> Your goal:
The response must consist of the lines below from the one with "PR #2495, opened 2020-01-31" through the one with "For this some", exactly as they appear and with both ends kept.

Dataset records

━━━━━━━━━━━━━━━━━━━━━━━━━━━━━━

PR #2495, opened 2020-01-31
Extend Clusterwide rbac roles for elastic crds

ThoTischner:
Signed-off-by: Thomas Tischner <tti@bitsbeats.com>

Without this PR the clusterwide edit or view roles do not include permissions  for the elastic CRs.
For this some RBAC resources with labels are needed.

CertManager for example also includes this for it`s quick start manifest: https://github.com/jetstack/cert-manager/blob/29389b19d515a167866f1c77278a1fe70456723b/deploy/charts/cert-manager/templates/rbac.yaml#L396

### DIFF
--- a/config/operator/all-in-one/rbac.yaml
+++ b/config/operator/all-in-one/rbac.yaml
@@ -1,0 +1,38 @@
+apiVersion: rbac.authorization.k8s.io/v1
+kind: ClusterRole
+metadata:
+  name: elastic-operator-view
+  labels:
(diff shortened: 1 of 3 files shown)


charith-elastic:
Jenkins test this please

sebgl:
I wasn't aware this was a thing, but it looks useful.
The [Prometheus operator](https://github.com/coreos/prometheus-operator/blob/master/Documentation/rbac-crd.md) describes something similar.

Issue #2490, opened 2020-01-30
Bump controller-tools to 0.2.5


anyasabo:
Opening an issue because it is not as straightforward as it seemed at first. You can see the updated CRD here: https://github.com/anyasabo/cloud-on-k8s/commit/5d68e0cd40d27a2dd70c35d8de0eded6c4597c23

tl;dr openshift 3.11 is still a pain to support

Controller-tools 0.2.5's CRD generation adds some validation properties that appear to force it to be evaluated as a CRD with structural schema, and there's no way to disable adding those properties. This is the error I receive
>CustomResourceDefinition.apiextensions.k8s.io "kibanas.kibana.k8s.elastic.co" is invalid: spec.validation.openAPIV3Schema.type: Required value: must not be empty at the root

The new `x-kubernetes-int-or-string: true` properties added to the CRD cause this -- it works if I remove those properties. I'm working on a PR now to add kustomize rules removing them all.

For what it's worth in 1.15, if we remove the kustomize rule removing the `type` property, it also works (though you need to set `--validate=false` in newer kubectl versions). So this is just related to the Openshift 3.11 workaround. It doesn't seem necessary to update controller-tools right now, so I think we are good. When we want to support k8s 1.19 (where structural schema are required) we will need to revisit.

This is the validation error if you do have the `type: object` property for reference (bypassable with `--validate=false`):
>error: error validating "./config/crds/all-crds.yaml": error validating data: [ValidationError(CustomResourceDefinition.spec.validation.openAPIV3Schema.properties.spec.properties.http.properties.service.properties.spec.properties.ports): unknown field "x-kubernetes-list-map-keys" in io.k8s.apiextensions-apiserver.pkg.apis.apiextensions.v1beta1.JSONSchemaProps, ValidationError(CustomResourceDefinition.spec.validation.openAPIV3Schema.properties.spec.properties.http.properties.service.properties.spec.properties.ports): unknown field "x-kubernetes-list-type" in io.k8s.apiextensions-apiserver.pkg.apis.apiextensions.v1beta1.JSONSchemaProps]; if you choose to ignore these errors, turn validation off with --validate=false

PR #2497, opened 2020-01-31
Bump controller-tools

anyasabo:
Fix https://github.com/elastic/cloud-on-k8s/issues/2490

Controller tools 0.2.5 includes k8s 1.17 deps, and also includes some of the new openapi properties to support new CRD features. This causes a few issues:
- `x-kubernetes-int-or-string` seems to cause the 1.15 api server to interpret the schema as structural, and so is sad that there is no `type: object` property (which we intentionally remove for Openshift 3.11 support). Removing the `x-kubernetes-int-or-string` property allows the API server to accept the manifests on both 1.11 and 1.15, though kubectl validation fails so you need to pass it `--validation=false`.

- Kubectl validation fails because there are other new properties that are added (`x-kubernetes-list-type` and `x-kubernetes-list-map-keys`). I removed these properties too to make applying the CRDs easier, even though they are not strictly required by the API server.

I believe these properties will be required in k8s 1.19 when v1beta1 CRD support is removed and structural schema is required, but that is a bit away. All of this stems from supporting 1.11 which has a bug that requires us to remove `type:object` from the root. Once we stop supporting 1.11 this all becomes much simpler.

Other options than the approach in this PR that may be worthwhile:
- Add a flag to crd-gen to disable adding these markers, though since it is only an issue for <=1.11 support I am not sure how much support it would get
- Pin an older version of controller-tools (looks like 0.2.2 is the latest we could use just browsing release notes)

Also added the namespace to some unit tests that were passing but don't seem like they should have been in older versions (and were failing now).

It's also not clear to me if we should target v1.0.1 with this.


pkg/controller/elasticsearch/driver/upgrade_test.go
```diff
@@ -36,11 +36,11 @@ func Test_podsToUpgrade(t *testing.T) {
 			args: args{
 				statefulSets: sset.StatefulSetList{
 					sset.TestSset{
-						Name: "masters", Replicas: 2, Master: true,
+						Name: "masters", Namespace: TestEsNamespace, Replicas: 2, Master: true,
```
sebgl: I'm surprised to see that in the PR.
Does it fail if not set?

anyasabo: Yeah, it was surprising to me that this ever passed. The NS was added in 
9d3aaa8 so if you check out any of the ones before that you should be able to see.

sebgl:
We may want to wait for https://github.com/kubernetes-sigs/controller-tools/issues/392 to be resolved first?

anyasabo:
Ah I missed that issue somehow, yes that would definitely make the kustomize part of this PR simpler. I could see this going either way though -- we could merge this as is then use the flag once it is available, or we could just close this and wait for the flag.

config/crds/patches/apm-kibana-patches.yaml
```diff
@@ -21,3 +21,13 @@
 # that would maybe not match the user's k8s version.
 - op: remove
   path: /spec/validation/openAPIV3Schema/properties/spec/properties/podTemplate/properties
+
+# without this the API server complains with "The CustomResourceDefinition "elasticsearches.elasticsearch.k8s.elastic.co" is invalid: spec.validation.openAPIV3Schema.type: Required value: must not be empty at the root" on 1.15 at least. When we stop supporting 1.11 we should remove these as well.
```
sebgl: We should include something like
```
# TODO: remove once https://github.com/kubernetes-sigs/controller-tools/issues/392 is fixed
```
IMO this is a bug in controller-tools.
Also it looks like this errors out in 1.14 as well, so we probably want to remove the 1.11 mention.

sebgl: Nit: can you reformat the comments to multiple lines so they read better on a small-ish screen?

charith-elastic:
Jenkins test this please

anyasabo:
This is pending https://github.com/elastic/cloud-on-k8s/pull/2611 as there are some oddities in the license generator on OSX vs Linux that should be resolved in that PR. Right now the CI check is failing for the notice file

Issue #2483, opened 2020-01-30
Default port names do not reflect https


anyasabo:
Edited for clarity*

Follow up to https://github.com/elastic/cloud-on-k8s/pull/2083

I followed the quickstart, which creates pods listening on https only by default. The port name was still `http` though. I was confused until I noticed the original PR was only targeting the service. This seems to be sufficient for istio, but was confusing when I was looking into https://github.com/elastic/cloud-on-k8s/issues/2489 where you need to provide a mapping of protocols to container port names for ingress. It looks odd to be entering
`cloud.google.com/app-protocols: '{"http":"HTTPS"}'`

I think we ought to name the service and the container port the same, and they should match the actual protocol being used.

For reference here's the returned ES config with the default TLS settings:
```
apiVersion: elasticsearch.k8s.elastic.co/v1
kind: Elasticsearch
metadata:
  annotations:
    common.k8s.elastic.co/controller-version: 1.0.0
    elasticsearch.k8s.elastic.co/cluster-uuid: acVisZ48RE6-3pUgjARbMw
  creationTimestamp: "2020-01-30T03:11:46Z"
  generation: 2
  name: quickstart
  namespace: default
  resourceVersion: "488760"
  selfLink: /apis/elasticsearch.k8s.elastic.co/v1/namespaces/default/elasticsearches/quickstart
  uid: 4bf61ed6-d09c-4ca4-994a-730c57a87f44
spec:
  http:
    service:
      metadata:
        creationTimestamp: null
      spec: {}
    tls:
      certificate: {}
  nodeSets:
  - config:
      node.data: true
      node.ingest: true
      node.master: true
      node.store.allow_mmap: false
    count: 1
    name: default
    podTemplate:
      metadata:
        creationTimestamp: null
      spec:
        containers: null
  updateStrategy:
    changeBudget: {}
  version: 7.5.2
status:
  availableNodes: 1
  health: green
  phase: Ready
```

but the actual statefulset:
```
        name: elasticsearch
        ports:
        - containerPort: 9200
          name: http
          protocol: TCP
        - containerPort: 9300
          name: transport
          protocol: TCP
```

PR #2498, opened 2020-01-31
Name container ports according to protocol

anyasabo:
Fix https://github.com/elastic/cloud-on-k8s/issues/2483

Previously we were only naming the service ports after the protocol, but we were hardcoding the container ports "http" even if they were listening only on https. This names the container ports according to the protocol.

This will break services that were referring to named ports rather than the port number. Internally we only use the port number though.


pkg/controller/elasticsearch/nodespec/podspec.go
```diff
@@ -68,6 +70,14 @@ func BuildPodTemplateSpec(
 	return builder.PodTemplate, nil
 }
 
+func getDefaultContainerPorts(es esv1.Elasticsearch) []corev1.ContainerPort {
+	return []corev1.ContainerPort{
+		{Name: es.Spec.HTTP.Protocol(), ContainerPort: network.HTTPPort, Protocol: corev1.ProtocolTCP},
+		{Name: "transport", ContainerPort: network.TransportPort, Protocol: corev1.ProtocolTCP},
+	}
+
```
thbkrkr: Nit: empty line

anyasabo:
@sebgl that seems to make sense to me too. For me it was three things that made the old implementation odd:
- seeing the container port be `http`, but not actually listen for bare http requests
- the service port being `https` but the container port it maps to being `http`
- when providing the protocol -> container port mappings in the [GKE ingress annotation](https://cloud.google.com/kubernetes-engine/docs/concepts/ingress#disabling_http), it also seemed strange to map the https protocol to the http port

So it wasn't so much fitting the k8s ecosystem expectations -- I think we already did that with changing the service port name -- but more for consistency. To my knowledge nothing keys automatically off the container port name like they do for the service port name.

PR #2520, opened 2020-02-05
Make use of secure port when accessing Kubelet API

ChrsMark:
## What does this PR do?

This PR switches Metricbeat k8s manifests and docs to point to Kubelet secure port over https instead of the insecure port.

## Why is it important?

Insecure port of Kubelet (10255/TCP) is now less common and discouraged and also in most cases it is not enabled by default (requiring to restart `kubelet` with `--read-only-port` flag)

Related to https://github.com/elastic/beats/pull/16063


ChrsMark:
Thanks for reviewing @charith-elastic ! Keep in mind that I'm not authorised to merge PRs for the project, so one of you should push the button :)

━━━━━━━━━━━━━━━━━━━━━━━━━━━━━━

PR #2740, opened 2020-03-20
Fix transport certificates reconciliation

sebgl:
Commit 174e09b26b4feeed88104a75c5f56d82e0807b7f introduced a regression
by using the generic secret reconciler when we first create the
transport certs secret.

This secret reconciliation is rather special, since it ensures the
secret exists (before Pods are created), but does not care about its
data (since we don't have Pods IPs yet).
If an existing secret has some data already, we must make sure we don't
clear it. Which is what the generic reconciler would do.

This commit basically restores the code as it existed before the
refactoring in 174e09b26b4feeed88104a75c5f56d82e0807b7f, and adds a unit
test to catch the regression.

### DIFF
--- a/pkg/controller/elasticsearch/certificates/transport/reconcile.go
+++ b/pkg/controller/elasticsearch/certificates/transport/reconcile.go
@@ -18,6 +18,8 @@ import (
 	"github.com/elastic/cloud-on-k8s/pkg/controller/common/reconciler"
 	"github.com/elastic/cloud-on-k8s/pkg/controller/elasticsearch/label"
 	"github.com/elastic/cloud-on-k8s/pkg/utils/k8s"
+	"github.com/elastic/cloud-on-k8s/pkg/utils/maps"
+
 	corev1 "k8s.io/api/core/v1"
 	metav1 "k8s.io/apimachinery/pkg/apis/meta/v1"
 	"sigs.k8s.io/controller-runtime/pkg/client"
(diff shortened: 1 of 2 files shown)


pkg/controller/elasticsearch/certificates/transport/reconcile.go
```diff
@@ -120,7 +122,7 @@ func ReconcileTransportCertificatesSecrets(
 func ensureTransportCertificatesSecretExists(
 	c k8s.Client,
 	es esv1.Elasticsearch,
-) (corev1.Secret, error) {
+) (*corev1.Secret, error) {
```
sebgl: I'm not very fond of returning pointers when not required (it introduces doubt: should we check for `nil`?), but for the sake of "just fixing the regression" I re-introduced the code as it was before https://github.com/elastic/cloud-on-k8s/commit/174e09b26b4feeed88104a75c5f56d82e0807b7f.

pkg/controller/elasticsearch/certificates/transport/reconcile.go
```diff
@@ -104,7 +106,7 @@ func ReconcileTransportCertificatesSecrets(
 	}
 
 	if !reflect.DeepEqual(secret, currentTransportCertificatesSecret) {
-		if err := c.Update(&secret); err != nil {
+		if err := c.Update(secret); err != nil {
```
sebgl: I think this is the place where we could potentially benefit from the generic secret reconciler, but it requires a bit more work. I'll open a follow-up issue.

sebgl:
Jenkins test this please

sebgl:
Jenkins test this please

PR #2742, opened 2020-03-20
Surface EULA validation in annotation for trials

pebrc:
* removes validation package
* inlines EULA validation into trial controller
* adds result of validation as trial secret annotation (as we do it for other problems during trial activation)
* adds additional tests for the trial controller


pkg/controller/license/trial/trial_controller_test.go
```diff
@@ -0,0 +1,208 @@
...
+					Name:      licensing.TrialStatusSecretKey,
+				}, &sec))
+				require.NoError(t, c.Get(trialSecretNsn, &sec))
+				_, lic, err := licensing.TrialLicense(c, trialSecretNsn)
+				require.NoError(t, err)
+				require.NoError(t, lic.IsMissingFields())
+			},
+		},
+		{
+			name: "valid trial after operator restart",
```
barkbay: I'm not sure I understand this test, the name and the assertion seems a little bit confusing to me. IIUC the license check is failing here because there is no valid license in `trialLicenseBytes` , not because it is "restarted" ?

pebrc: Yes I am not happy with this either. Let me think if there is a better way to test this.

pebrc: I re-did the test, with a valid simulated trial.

━━━━━━━━━━━━━━━━━━━━━━━━━━━━━━

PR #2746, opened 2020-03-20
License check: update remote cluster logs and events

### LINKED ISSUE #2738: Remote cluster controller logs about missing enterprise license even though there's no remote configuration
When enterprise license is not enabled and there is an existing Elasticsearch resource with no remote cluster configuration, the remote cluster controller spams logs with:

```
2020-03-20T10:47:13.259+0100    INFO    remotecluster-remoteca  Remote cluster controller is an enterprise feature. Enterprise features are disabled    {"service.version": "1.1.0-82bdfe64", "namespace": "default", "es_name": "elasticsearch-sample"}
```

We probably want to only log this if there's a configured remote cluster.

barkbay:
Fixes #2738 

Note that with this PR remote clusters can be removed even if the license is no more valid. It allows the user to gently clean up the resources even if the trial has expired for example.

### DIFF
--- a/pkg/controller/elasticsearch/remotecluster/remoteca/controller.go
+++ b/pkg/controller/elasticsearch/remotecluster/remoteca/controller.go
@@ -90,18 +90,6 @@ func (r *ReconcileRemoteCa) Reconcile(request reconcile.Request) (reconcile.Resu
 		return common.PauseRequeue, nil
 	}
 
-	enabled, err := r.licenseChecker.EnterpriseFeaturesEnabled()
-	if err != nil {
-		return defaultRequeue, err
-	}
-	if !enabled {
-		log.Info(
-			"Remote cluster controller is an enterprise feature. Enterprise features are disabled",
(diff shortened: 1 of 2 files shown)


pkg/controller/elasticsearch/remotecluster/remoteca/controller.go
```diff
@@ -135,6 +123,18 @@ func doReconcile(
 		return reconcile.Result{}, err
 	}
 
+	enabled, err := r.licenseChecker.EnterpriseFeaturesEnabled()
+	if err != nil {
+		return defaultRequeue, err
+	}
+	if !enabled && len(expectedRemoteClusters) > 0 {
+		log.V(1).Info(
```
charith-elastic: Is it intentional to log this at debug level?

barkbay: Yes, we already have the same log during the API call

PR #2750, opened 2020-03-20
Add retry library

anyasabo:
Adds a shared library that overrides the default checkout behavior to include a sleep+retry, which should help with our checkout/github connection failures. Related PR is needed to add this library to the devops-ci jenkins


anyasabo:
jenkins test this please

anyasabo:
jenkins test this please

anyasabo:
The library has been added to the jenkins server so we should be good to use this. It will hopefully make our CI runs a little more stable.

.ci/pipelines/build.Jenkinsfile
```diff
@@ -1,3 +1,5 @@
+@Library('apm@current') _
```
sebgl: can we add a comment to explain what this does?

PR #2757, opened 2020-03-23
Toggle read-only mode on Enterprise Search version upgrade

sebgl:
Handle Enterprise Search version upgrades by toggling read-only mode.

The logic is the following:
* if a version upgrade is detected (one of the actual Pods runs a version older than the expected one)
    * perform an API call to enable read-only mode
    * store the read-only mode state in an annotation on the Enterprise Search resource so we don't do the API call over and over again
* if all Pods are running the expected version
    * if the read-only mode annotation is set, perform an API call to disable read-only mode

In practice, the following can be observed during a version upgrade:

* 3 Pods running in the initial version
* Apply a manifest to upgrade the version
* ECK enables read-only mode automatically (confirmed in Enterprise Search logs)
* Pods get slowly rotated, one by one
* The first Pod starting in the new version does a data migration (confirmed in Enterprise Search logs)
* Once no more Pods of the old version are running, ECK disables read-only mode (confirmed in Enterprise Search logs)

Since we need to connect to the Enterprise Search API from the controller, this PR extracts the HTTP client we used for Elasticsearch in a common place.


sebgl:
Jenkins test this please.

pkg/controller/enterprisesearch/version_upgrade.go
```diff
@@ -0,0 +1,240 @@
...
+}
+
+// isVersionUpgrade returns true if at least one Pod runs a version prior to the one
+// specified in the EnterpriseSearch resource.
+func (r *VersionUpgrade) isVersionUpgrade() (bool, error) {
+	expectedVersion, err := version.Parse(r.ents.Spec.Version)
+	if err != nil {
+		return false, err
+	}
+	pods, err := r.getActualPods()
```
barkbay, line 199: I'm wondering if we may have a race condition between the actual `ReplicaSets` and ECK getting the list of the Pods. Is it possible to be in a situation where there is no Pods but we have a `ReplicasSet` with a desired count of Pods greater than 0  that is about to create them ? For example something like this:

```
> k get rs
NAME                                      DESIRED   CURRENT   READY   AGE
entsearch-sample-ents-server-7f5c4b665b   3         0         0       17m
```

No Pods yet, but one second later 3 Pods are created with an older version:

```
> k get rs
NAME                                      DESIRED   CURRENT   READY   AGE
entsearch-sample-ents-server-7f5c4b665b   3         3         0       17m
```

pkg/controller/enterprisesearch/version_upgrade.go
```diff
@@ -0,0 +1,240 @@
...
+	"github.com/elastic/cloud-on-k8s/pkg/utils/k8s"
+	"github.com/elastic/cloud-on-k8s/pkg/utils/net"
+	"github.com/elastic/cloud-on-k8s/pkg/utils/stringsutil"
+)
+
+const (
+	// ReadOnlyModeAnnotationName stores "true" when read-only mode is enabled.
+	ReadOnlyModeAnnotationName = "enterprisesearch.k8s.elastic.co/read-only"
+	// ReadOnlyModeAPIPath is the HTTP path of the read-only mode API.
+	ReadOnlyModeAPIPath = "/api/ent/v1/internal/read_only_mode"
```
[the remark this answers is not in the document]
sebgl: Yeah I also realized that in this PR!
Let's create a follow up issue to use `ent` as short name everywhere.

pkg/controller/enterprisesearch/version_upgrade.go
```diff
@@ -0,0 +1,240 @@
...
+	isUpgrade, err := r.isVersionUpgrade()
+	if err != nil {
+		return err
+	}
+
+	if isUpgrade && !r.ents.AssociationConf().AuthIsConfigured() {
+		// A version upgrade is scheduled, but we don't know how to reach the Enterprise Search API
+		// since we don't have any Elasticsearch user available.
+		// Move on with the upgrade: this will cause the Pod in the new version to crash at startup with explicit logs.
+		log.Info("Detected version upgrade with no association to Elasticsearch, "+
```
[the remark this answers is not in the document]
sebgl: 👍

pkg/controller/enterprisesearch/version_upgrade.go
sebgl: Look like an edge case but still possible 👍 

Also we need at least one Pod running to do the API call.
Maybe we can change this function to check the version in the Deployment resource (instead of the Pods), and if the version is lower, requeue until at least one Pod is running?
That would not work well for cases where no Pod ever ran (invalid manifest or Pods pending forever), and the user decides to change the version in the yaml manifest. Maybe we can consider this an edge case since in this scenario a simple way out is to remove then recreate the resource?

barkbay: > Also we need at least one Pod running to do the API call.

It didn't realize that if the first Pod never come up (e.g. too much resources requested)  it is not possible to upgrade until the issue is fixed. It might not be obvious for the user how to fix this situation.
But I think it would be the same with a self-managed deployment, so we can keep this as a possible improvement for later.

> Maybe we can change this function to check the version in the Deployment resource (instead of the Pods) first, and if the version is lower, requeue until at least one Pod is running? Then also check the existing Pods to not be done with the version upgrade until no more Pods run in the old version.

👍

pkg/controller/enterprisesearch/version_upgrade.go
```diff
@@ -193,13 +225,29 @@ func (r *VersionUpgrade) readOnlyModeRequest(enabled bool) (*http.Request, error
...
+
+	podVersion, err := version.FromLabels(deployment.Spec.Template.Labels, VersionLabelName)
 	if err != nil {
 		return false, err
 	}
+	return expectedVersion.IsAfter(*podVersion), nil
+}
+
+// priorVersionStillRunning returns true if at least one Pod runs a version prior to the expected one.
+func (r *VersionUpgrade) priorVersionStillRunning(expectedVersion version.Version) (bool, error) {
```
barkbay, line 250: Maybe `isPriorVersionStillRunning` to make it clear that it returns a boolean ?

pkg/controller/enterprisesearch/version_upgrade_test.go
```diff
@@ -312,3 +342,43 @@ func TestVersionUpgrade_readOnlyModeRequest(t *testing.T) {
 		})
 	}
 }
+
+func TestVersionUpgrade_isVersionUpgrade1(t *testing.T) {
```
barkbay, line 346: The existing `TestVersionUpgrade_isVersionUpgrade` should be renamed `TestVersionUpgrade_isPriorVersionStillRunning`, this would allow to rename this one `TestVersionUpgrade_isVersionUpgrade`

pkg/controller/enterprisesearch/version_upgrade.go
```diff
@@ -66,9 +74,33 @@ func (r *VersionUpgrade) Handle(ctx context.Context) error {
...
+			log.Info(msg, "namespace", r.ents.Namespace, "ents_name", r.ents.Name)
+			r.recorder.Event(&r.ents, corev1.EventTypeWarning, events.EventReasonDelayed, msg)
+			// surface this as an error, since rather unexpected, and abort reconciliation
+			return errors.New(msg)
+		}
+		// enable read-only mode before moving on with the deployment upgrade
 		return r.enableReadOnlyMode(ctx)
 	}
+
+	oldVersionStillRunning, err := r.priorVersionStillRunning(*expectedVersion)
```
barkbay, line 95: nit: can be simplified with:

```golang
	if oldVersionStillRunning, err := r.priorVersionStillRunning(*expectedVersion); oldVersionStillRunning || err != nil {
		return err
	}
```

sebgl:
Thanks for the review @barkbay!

━━━━━━━━━━━━━━━━━━━━━━━━━━━━━━

> Answer to this exercise:
PR #2495, opened 2020-01-31
Extend Clusterwide rbac roles for elastic crds

ThoTischner:
Signed-off-by: Thomas Tischner <tti@bitsbeats.com>

Without this PR the clusterwide edit or view roles do not include permissions  for the elastic CRs.
For this some RBAC resources with labels are needed.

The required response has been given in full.